This search facility is built upon the
glimpse indexing facility.
The index is built on a nightly basis. Therefore,
posts to HyperNews in the past 24 hours may not be searched.
All searches are case insensitive.
Some articles (very few) have their body text set to an external URL. For these
articles, only the headers are indexed.
Results are presented sorted by forum. Because of this sort, all matches are
gathered first before anything is written back to the web page. Therefore, searches
with lots of matches will take a long time to show any results.
There is no "relevancy" rating as in some commercial web search engines.

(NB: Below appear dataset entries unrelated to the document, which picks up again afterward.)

PR #15485, opened 2022-08-05
Feat/popup fix

### LINKED ISSUE #14534: [Bug]: MetaMask doesn't Popup
### Describe the bug

when calling this function if it's waiting for a request it throws an error and don't pop up
`accounts = await ethereum.request({ method: "eth_requestAccounts" });`

image

image

Is there a way to threat this error ? or at least a function that should open the metamask// just pop up it.
I believe it would be nice.

image

TL:DR:
after you minimized the pop upped window it does not pop up again.
I believe that due to user experience it should.

### Steps to reproduce

1. Have a function like this that call to open the metamask:
```
 const connectWallet = async () => {
    try {
      const { ethereum } = window;

      if (!ethereum) {
        alert("Get MetaMask!");
        return;
      }

      const accounts = await ethereum.request({ method: "eth_requestAccounts" });

      console.log("Connected", accounts[0]);
      setCurrentAccount(accounts[0]);

    } catch (error) {
      console.log(error)
    }
  }
```
2.just have a button that calls it.
3 run the app click it. 

```shell
MetaMask - RPC Error: Already processing eth_requestAccounts. Please wait. 
{
    "code": -32002,
    "message": "Already processing eth_requestAccounts. Please wait."
}
```

### Version

10.12.4

### Build type

_No response_

### Browser

Chrome

### Operating system

Linux

### Hardware wallet

_No response_

### Additional context

_No response_

Gtonizuka:
## Explanation

After calling a method (for example `eth_requestAccounts`) if MetaMask is minimized and the user tries to call the same error again it gets an error in the console but nothing happens visually.

This PR implements a "popup again" functionality, in order to reopen MetaMask after a method is being called again instead of silently failing.

## More Information

Fixes #14534 

## Manual Testing Steps

Call `eth_requestAccounts`, after popup appears before giving permission minimize MetaMask (By clicking anywhere outside the popup) and recall the same method again.
MetaMask should now reopen the popup windown

## Pre-Merge Checklist


app/scripts/lib/rpc-method-middleware/handlers/request-accounts.js
```diff
@@ -57,13 +58,11 @@ async function requestEthereumAccountsHandler(
     getUnlockPromise,
     hasPermission,
     requestAccountsPermission,
+    openPopup,
   },
 ) {
   if (locks.has(origin)) {
-    res.error = ethErrors.rpc.resourceUnavailable(
```
Gudahtt, line 63: In this situation, there are now two in-flight `eth_requestAccount` requests. What happens with each of them? Would they both succeed? Does the user get prompted twice?

Gtonizuka: yes it returns result twice.

We actually discussed this internally and it seems like there are good cases for both cancelling the other request(s) and to also always return a value

Gudahtt: Hmm OK. So is the user asked to approve the connection twice?

Gtonizuka:
I also notice there is a bug when rejecting, multiple popus show in the UI (accept works fine)

app/scripts/lib/rpc-method-middleware/handlers/request-accounts.js
```diff
@@ -85,10 +88,15 @@ async function requestEthereumAccountsHandler(
 
   // If no accounts, request the accounts permission
   try {
+    locks.add(origin);
+    await getUnlockPromise(true);
     await requestAccountsPermission();
   } catch (err) {
     res.error = err;
+    locks.delete(origin);
```
Gudahtt, line 96: This seems to be redundant - the `locks.delete(origin)` in the `finally` block will run as well

app/scripts/lib/rpc-method-middleware/handlers/request-accounts.js
```diff
@@ -85,10 +88,15 @@ async function requestEthereumAccountsHandler(
 
   // If no accounts, request the accounts permission
   try {
+    locks.add(origin);
```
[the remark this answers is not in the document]
Gudahtt: I'd still like to make sure we have a clear goal in mind here for how this should work.


Current behavior when locked:
* Focus popup (via the "unlock request" promise)
* Reject subsequent duplicate requests without focusing popup

Current behavior when unlocked:
* Focus popup (via the permission + approval controllers)
* Queue up subsequent duplicate requests, focusing the popup with each one (via the permission + approval controllers)


Here's how I understand this PR to work:

Proposed behavior when locked:
* Focus popup (via the "unlock request" promise)
* Reject subsequent duplicate requests but focus popup for each one

Proposed behavior when unlocked:
* Focus popup (via the "unlock request" promise, the again via permission + approval controllers)
* Reject subsequent duplicate requests but focus popup for each one

Is that what you meant to do? Why is the popup now being focused twice while unlocked? Did you intend to reject duplicate requests while unlocked?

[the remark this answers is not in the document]
brad-decker: @Gudahtt @Gtonizuka any update here on getting to consensus on approach?

brad-decker:
@Gtonizuka i'm going to close this for now. Please reopen if it gets to the point of being able to be included.

Issue #15050, opened 2022-06-24
MV3: Ensure user remains logged in after service work restart


danjm:
- what is a service worker?

- how will the extension be using a service worker under MV3?

- what does "service worker restart" mean?

- why will the service worker restart interfere with the user being logged in?

darkwing:
https://gist.github.com/darkwing/79dfd89b17ae8c5ae7d90b1005452f4f

Issue #14183, opened 2022-03-24
MV3: fix ledger keyring issue


jpuri:
Starting extension in MV3, this error can be seen in console:
<img width="564" alt="Screenshot 2022-03-24 at 10 21 31 AM" src="https://user-images.githubusercontent.com/2182307/159845964-8db3bacd-2abf-425a-a572-5d10282e848f.png">

This needs to be fixed.

An option to fix it could be using content script or move functionality to UI.

danjm:
This was fixed by https://github.com/MetaMask/metamask-extension/pull/17354

PR #15494, opened 2022-08-05
MV3: contentscript.js - re-activate streams when Service Worker terminates and then resets

### LINKED ISSUE #14845: MV3: for extension dapp and popup reconnect UI streams when when service worker is re-loaded

digiwand:
## Explanation

When the service worker restarts during a user session, we must reestablish the extension streams.
This PR disconnects, destroys, and recreates the extension streams for the `contentscript.js` when the service worker restarts.

The setup of the streams remains pretty much the same. The logic has been split into separate functions to be reused and to separate concerns. There is additional logic to fire an event when the service worker disconnects to destroy the extension streams and reestablish them.

I had to get rid of the `forwardTrafficBetweenMuxes` functions because we need access to the streams created in these functions. 

## More Information
- Fixes #14845
- Follow-up of #14781

## Manual Testing Steps

1. Run `yarn start:mv3` 
2. Open test-dapp
3. Check that streams work by using dapp 
4. Terminate the `app-init.js` service worker
   - [chrome://inspect/#service-workers](chrome://inspect/#service-workers)
   - [chrome://serviceworker-internals/](chrome://serviceworker-internals/)
5. Check that dapp continues to work

## Pre-Merge Checklist


app/scripts/contentscript.js
```diff
@@ -110,42 +115,87 @@ async function setupPhishingStream() {
...
+  extensionPort.onDisconnect.addListener(resetSteamAndListeners);
+}
+
+/**
+ * Sets up two-way communication streams between the
+ * browser extension and local per-page browser context.
+ *
+ * @param {PortStream} extensionStream
+ * @todo LegacyProvider: Delete
+ */
```
digiwand, line 195: @todo merge latest comments added in #15492

app/scripts/contentscript.js
```diff
@@ -68,94 +69,174 @@ function injectScript(content) {
...
+
+  pageStream.allowHalfOpen = false;
+  pageStream.removeAllListeners();
+  pageStream.destroy();
+};
+
+/**
+ * Resets the extension stream with new streams and attach event listeners to the extension port.
+ */
+const resetSteamAndListeners = () => {
```
darkwing, line 201: It's not causing any issues but `resetSteamAndListeners` is missing a `r`; should be `resetStreamAndListeners`

app/scripts/contentscript.js
```diff
@@ -276,3 +370,19 @@ function redirectToPhishingWarning(data = {}) {
...
 }
+
+const start = () => {
+  if (
+    window.location.origin === phishingPageUrl.origin &&
+    window.location.pathname === phishingPageUrl.pathname
+  ) {
+    setupPhishingStream();
+  } else if (shouldInjectProvider()) {
+    if (!isManifestV3()) {
```
darkwing, line 381: Quick note for when you rebase -- `isManifestV3` has become a boolean, so you no longer need the `()`

app/scripts/contentscript.js
```diff
@@ -68,122 +71,225 @@ function injectScript(content) {
...
+/**
+ * Destroying the destination streams of the pump (should) destroy the streams before it
+ *
+ * @todo
+ * - Remove text (should) above after confirming this works
+ * - Answer questions:
+ *   1. is it necessary to manually set allowHalfOpen to false?
+ *      "If false then the stream will automatically end the writable side when the readable side ends"
+ *   2 is it necessary to removeAllListeners if we're calling destroy? - I believe calling destroy
+ *     removes all listeners.
```
digiwand: note: I do not think calling `destroy()` removes its listeners as I ran into the stream disconnect error when commenting out `removeAllListeners();`. Keeping `removeAllListeners();` in does not produce the following console error.

Screenshot 2022-08-19 at 3 25 26 AM

darkwing:
Wow, this appears to be working great!

digiwand:
[out of scope] confirmed that the provider error is intermittent after seeing it pass here 

@jpuri @Gudahtt 

https://github.com/MetaMask/metamask-extension/pull/15494/commits/14db9cc4ff8a656f90bc2b96a08c38fc60d9feff

 Screenshot 2022-08-23 at 3 02 59 AM

jpuri:
Hey @digiwand : small suggestion using `/` in branch name creates trouble in running commands. Try to avoid that.

digiwand:
Hey @jyoti, thanks very much for bringing this up! I didn't know it was causing difficulties to work with. I'll avoid adding `/` in the branch names from here on

jpuri:
@digiwand : service worker seems to always stay active after these changes even is extension is not used, do you plan to fix that.

I think we should keep service worker running only for connected dapps.

digiwand:
@jpuri I agree we should only keep the service worker running for connected dapps, when the pop-up is open, and when the home.html page is open. 

Let me double-check this...

digiwand:
Hey @jpuri, good catch. I think this should fix it https://github.com/MetaMask/metamask-extension/pull/15494/commits/d259d04d8c5c9226c0b98bb7397fdb485dbdaa08 (merged commit).

digiwand:
Hey @jpuri, good catch. I think this fixes it https://github.com/MetaMask/metamask-extension/commit/d259d04d8c5c9226c0b98bb7397fdb485dbdaa08 (merged commit)

seaona:
Overall behavior looks fine :) . I have seen a couple of console errors that might be worth to double-check:

1. On the dev console, I'm seeing the error `write after end` on `stream-utils` at the moment of loading the Extension

https://user-images.githubusercontent.com/54408225/188630588-6f5af261-f95a-4c5f-a29d-dddb404dd0b4.mp4

2. After Importing a Wallet,  I see the error `document is not defined` on the dev console (this will also appear when I stop service worker and re-initiate - see point 4)

Screenshot from 2022-09-06 14-06-06

3. When I Connect to Test Dapp and try to perfom a Send tx or to Deploy Contract, I see the error `failed to parse tx data`. This also happens when I Submit a tx.

https://user-images.githubusercontent.com/54408225/188631337-19c965cc-40dc-4e44-968a-e64427d10407.mp4

4. When I stop the Service Worker, I see the following errors:
    - `Duplicate script ID 'inpage'`
    - `Incorrect password`
    - ` ReferenceError: document is not defined`


https://user-images.githubusercontent.com/54408225/188632278-86412277-5403-4188-ab69-8ab0e71ff661.mp4

In this case, when I stop service worker MM is logged out and I need to log in again with the password. Is this the expected behaviour?

digiwand:
@seaona Thank you for the thorough testing! I think there is some crossover testing of https://github.com/MetaMask/metamask-extension/pull/14781 and this PR, which is actually great you tested both. I believe none of these are blockers to this PR. This caught some out-of-scope issues, and I created one follow-up issue: 
https://github.com/MetaMask/metamask-extension/issues/15775

1. [related to other service worker PR] This is actually testing service worker behavior for the home.html page and not the dapp pages. This PR re-activates streams for `script/contentscript.js` which is loaded in dapp pages which summons popup.html. Then https://github.com/MetaMask/metamask-extension/pull/14781 re-activates streams for `script/ui.js` which is loaded on our extension home.html page cc: @jpuri 

2. [unrelated] This `document is not defined` bug appears to be related to the Ledger iframe which will be supported in another PR 
https://github.com/MetaMask/metamask-extension/issues/14183. For now, I've been loading a wallet with no hard wallets associated with it.

3. [I think out of scope] Nice catch. I'm seeing this issue on both home.html and popup.html. This may or may not be related to the service worker and streams. I created an issue ticket to handle this separately from this PR: https://github.com/MetaMask/metamask-extension/issues/15775

4. When I stop the Service Worker, I see the following errors:
- [non-blocker] Duplicate script ID 'inpage': I've also observed this on both home.html and dapp pages. I don't believe this is a blocker. This error appears to be more related to the service worker implementation than this PR - though, in a way, it may be related
- [unrelated] Incorrect password: I believe this is being supported by https://github.com/MetaMask/metamask-extension/issues/15050
- [unrelated] ReferenceError: document is not defined
   Please refer to # 2 relating to hard wallet support

app/scripts/contentscript.js
```diff
@@ -276,3 +423,31 @@ function redirectToPhishingWarning(data = {}) {
...
+    window.location.pathname === phishingPageUrl.pathname;
+
+  if (isDetectedPhishingSite) {
+    initPhishingStreams();
+    return;
+  }
+
+  if (shouldInjectProvider()) {
+    if (isManifestV3) {
+      initKeepWorkerAlive();
```
Gudahtt, line 445: It looks like this will keep the service worker alive regardless of whether the current website is connected or not. This runs for manifest V3 builds despite the connected status.

Gudahtt: To properly stop this interval when a site isn't connected would be challenging. The contentscript isn't aware of the connected status right now. Hmm.

We could spy on messages from here to detect connect/disconnect events though. Or we could update the provider to send special "connect"/"disconnect" JSON-RPC notifications to the contentscript just for this purpose.

Gudahtt (approved):
LGTM!

There is some outstanding work here about _not_ keeping the service worker alive in all cases, but that does not need to block this PR. This is still a significant step forward for our MV3 build. Great work!

app/scripts/contentscript.js
digiwand: @Gudahtt 

I see. I confirmed your observations. Agreed we should look into starting this interval only when the site is connected in a separate PR as [you mentioned here](https://github.com/MetaMask/metamask-extension/pull/15494#pullrequestreview-1102798025). I created a new issue for this: https://github.com/MetaMask/metamask-extension/issues/15802

For clarification here, the service worker does terminate after some time when the pages themselves are closed. 

Repo steps to observe service worker terminating:
1. Inspect service workers (e.g. chrome://inspect/#service-workers)
2. Observe app-init.js service worker is not running. If it is running, be sure to close all `http://` or `https://` pages. Then, terminate the service worker.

Articles which contain all the words listed in the search specification are
found. Non-alphanumeric characters are ignored except spaces, semi-colons, commas
and curly braces. Spaces and semi-colons implement a boolean AND and commas
implement a boolean OR. The curly braces can be used to group expressions.
For example, the search spec
hepix solaris will list all articles that contain both words,
hepix,solaris will list all articles that contain either word, and
hepix;{solaris,aix} will list all articles that contain the
word hepix along with either words solaris or aix.
Complex
In a complex search, the index is first searched for candidate files and
the actual files are searched to verify matches. Obviously, this search is
somewhat slower than a simple search. Many additional features are available
in the search using special non-alphanumeric characters. A space is truly a
space in a complex search. Details are available in the
PATTERNS section
of the
glimpse man page.
Searches only article headers. This includes Name (full name of author),
Title, Date and From (nickname of author). It is probably best
to do a Header Only search first when search for very common patterns.
For the most part, a Header Only search is effectively a search on the title.
However, to truly search only the title for the word example, use a complex
search with the pattern title;example and turn on Same Line Mode.
Header and Body
Searches both the header and body of articles for given pattern.
Do not match words in the search specification to substrings of larger words.
For instance, hep will not match to hepix when this option is turned on.
Fuzzy Match Mode
Allows up to two errors in the match. Generally, each insertion, deletion,
or substitution counts as one error. Two errors is enough to make HP-UX
match hepix.
Same Line Mode
Makes boolean AND operation (i.e. ';') work on a line by
line basis rather than file by file. Note, because of the way most HTML is written
with no linebreaks in a paragraph, this option effectively changes the basis to
paragraph by paragraph. This option works for complex searches only.